L’étude met également l’accent sur la rapidité avec laquelle sont autorisés les pesticides au Brésil, et souligne que 57 nouveaux enregistrements ont été publiés au cours des 42 premiers jours du gouvernement de Jair Bolsonaro. Une autre préoccupation des militants concerne les niveaux de tolérance aux résidus, qui sont beaucoup plus élevés au Brésil que dans l’Union européenne.
Dans une étude distincte, l’atlas géographique de l’utilisation des produits agrochimiques au Brésil et ses Connexions avec l’Union européenne, publiée fin 2017, a été comparée par le professeur de géographie de l’Université de São Paulo (USP) Larissa Bombardi.
Selon cette chercheuse, l’atrazine, par exemple, le septième pesticide le plus vendu au Brésil et interdit en Europe, a une limite maximale de résidus autorisés dans la canne à sucre, le maïs et le sorgho cinq fois plus élevée au Brésil que celle autorisée dans l’UE.
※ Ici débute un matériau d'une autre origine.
PR #5596, opened 2026-07-07
cache: recover from PVC-informer race in addPod

gucardona:
## What this PR does

Fixes a scheduler regression introduced in v1.15.0 that permanently strands pods referencing an OnDemand PVC whose ADD event has not yet reached the scheduler's PVC informer at the moment the pod's ADD reaches the pod informer.

**Symptom.** Any pod created together with its OnDemand PVC in quick succession — for example a Spark executor pod created by the Spark k8s scheduler-backend with a `claimName=OnDemand` executor volume — triggers the race under even light load (16 concurrent workloads is sufficient). Driver: `Running`. Executor: `Pending` forever. PVC: `Pending` with `WaitForPodScheduled`. No `FailedScheduling` event, because the executor never enters the scheduler's consideration set.

The full diagnosis, failure chain, and version-scope bisect are in the commit message.

## Regression origin

#5058 (`capacity plugin support DRA`, commit `5ba79f316`).

Only v1.15.0 is affected. Every v1.14.x tag through v1.14.3 (released after v1.15.0) is clean; v1.15.0-alpha.0 is also clean. Verified with `git merge-base --is-ancestor 5ba79f316 <tag>`.

## Reproduction

Any pod that references a PVC that is created immediately after the pod on the apiserver. Spark 4.0 with the following executor conf reproduces it consistently at ≥16 concurrent workloads:

```
spark.kubernetes.executor.volumes.persistentVolumeClaim.spark-local-dir-1.options.claimName=OnDemand
```

Observed on a live scheduler at `-v=5`: pod ADD at time `T`, PVC-not-found log line at `T + 41µs`. The PVC lands on the apiserver in the same second (pod `rv+3` typical), but the PVC informer has not synced yet.

## Fix

Mirror the existing DRA-not-ready branch in `addPod` for PVC-not-found errors — add the incomplete task to `sc.Jobs`, enqueue for resync, and return `nil`. The retry loop then finds the task by UID and calls `syncTask`, which does a fresh apiserver `Get` for the pod. By that time the PVC informer has caught up and `NewTaskInfo` succeeds.

`isPVCNotFoundError` matches on the stable `"looking up PVC "` prefix emitted by `getPodCSIVolumes`. The wrapped error uses `fmt.Errorf` with `%v`, so `errors.Is` against a sentinel is not viable without also changing the wrapping.

## Test

- `TestAddPodWithUnresolvedPVCCachesTaskForResync` mirrors the existing DRA counterpart `TestAddPodWithUnresolvedResourceClaimTemplateCachesTaskForResync`. Seeds a pod that references a PVC not yet in the informer lister, calls `addPod`, and asserts the task landed in `sc.Jobs` and one entry sits in `errTasks`.
- `TestIsPVCNotFoundError` covers the helper's positive and negative cases.
- Extends `initMockInformers` to wire `sc.pvcInformer` (previously unset, since no existing test needed it).

Full package test suite passes:

```
$ go test ./pkg/scheduler/cache/...
ok  	volcano.sh/volcano/pkg/scheduler/cache	3.671s
```

## Runtime evidence from the internal environment where I first hit this

At `-v=5` on a live cluster with 16 concurrent Spark workloads using OnDemand PVCs:

- Every affected pod produced exactly one `event_handlers.go:275` failure — never more.
- Zero `Retry to resync task` V(5) lines.
- `cache.go:1274 "the length of errTasks is 0"` fires microseconds after each failure — the retry queue is drained and left empty by the same `Forget()` that just processed it.
- Pod `resourceVersion` never advances after creation.
- With this patch applied, `PVC for pod ... not yet in informer cache, add task and retry` fires once per affected pod, followed by `Successfully synced task <...>` ~100ms later. All 1000 test workloads reached terminal state.

## Related Slack discussion

Diagnosed and pre-reviewed by @JesseStutler on volcano-sh Slack: https://cloud-native.slack.com/archives/C011GJDQS0N/p1783368819159279


kunalworldwide (commented):
This is a subtle but important race fix. Treating a missing PVC during `addPod` as a reason to requeue the pod rather than failing scheduling permanently prevents OnDemand PVC pods from being stranded when the PVC informer lags behind the pod informer.

The new regression test is valuable — it reproduces the exact ordering where the pod ADD arrives before the PVC ADD. One suggestion: the test could also assert that the pod is eventually scheduled once the PVC ADD event is delivered, to verify the recovery path end-to-end.

LGTM otherwise.

gucardona:
> This is a subtle but important race fix. Treating a missing PVC during `addPod` as a reason to requeue the pod rather than failing scheduling permanently prevents OnDemand PVC pods from being stranded when the PVC informer lags behind the pod informer.
> 
> The new regression test is valuable — it reproduces the exact ordering where the pod ADD arrives before the PVC ADD. One suggestion: the test could also assert that the pod is eventually scheduled once the PVC ADD event is delivered, to verify the recovery path end-to-end.
> 
> LGTM otherwise.

Thanks for the review! Extended the test in a20a9b201 to seed the PVC in the fake client after the initial addPod, wait for the informer to observe it, drive one processResyncTask() iteration, and assert errTasks drains. That verifies the whole recovery arc, not just that the task was cached for resync.

pkg/scheduler/cache/event_handlers_pvc_race_test.go
JesseStutler, line 1: We don't neet to create a specific test file for pvc race, just put inside `event_handlers_test.go` file is enough

pkg/scheduler/cache/event_handlers.go
```diff
@@ -272,6 +277,16 @@ func (sc *SchedulerCache) addPod(pod *v1.Pod) error {
 			sc.resyncTask(pi)
 			return nil
 		}
+		// Recover from a Pod ADD that races ahead of its PVC ADD on
+		// the informers. Same pattern as the DRA branch above.
+		if errors.IsNotFound(err) {
```
JesseStutler: Should PVCs define custom errors—similar to DRA—instead of using a generic "not found" error? If we only simply use generic `isNotFound` error here, it is inevitable that pods will acquire more associated resources in the future and will jump into here when the pod needs to use other associated resources

pkg/scheduler/cache/event_handlers_pvc_race_test.go
```diff
@@ -0,0 +1,121 @@
...
+		return err == nil, nil
+	})
+	assert.NoError(t, err, "PVC never appeared on the informer lister")
+
+	// Drive one iteration of the resync worker. This pops the taskKey,
+	// calls syncTask (fresh kubeClient Get → NewTaskInfo → PVC lookup
+	// now succeeds), and Forgets the taskKey on success.
+	sc.processResyncTask()
+
+	assert.Equal(t, 0, sc.errTasks.Len(), "task must be removed from errTasks once the PVC has synced and syncTask succeeds")
```
JesseStutler: I don't think this unit test is correct, even if the PVC doesn't arrive, the resync process will retry. We should verify that the Pod has successfully become a `taskInfo` object and been added to the cache, and that the `taskInfo` contains all the necessary information.

pkg/scheduler/cache/event_handlers_pvc_race_test.go
gucardona: Done, moved it into event_handlers_test.go and removed the separate file.

pkg/scheduler/cache/event_handlers.go
gucardona: Good point. I added a pendingPVCError type mirroring pendingDRAResourceClaimError and wrap the PVC lookup miss with it in getPodCSIVolumes, then check isPendingPVCError in addPod instead of the generic isNotFound. That keeps the retry path scoped to the PVC case so future resource lookups in NewTaskInfo that return NotFound for other reasons will not fall into it.

pkg/scheduler/cache/event_handlers_pvc_race_test.go
gucardona: Agreed, reworked the test. It now asserts that addPod succeeds, the task is added to the cache as a proper TaskInfo carrying its pod reference (name/namespace), and that it is enqueued for resync — instead of driving the resync loop and checking the queue drains. Let me know if you want it to assert additional TaskInfo fields.

pkg/scheduler/cache/event_handlers.go
```diff
@@ -127,10 +127,16 @@ func (sc *SchedulerCache) getPodCSIVolumes(pod *v1.Pod) (map[v1.ResourceName]int
...
-			// run without it. Bail out immediately.
-			return volumes, fmt.Errorf("looking up PVC %s/%s: %v", pod.Namespace, pvcName, err)
+			// The PVC is required to proceed with scheduling of a new
+			// pod because it cannot run without it. A PVC ADD event can
+			// reach the scheduler's PVC informer after the pod's ADD
+			// reaches the pod informer (e.g. a pod created together with
+			// an OnDemand PVC). Wrap the error in pendingPVCError so
+			// addPod can add the task to the cache and re-queue it for
+			// resync, rather than dropping the pod permanently.
+			return volumes, &pendingPVCError{
```
JesseStutler: The get pvc may cause other errors, should we also always addTask back instead?

JesseStutler:
Also please resolve the conflicts @gucardona

pkg/scheduler/cache/event_handlers.go
gucardona: Good point. addPod now always adds the task back and resyncs on any NewTaskInfo error, not just the PVC case, so a transient PVC Get error (or any other error from NewTaskInfo) no longer strands the pod either. Dropped the PVC-specific error type since it is no longer needed to distinguish the case.

pkg/scheduler/cache/event_handlers.go
```diff
@@ -271,9 +275,19 @@ func (sc *SchedulerCache) addPod(pod *v1.Pod) error {
...
 		}
-		klog.Errorf("generate taskInfo for pod(%s) failed: %v", pod.Name, err)
+		// NewTaskInfo can fail transiently, e.g. a referenced PVC has not
+		// yet reached the scheduler's informer when the pod ADD is
+		// processed. Always add the task to the cache and enqueue it for
+		// resync so syncTask re-fetches the pod and rebuilds the task once
+		// the dependency syncs, rather than dropping the pod: resyncTask on
+		// a task that was never added to sc.Jobs would be Forgotten by
+		// processResyncTask and lost.
+		klog.V(4).Infof("generate taskInfo for pod <%s/%s> failed, add task to cache and retry: %v", pod.Namespace, pod.Name, err)
```
JesseStutler: That doesn't seem quite right. I mean, shouldn't we only add the task back if we encounter a "PVC not found" error, rather than adding it back for *any* error?

gucardona: You are right, reverted that. getPodCSIVolumes now only wraps the error in pendingPVCError when the PVC lookup is not-found (errors.IsNotFound), and addPod adds the task back and resyncs only for that case. Any other error from NewTaskInfo falls through to the original drop path.

JesseStutler:
/approve
/lgtm
Thanks

JesseStutler:
@gucardona Could you help manually cherry-pick to release-1.15 since there are conflicts?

Bien plus, Le Brésil autorise une limite de résidus de glyphosate dans le café dix fois supérieure à celle de l’UE et 200 fois supérieure dans le soja. En ce qui concerne l’eau potable, la différence de paramètres est encore plus grande: la limite autorisée de glyphosate est 5 000 fois supérieure au Brésil.
Consommation indirecte de produits agricoles toxiques
De nombreux Européens s’inquiètent de la vente et de l’utilisation de pesticides dans l’Union européenne, mais ils ne réalisent pas qu’ils vont bientôt entrer indirectement en contact avec ces substances.
L’Atlas de géographie cité plus haut indique que le Brésil a exporté, en 2016, pour 974 millions de dollars de café en Allemagne. Au Brésil, 121 types de pesticides sont autorisés pour la culture du café. 30 d’entre eux, soit 25%, sont interdits en Europe.
“Beaucoup d’Allemands ne savent pas qu’ils consomment indirectement ces pesticides interdits. Par exemple, dans le soja qui sert de nourriture au bétail, et qui fini ensuite sur la table des gens », explique Lena Michelsen, consultante en alimentation et agriculture chez Inkota.
Que dit Bayer?
En réponse aux critiques des militants et des organisations, incluant l’étude d’Inkota, de Misereor et de l’Association des actionnaires critiques, Bayer déclare commercialiser dans le monde, “y compris dans les économies émergentes et les pays en développement”, uniquement des produits phytopharmaceutiques enregistrés dans au moins un pays de l’Organisation de coopération et de développement économiques (OCDE).
De plus, la société affirme que ses produits au Brésil et dans tous les pays où elle opère répondent aux exigences réglementaires de chaque gouvernement.
“Au Brésil, par exemple, nous commercialisons l’indaziflam, l’un de nos plus récents herbicides. Nous ne demandons pas l’homologation de cette substance à l’Union européenne, car les produits à base d’indaziflam sont commercialisés exclusivement en Asie et en Amérique latine “, affirme la firme Bayer.
Elle ajoute également que tous les produits phytosanitaires commercialisés par Bayer dans le monde “ont été minutieusement testés pour la sécurité de l’homme, des animaux et de l’environnement et ont été approuvés par les autorités de régulation compétentes”.
Quant au pouvoir d’influence sur les gouvernements, Bayer déclare que “le travail politique de Bayer est régi par les principes de transparence et le code de conduite pour un lobby responsable”, qui est un document de l’entreprise.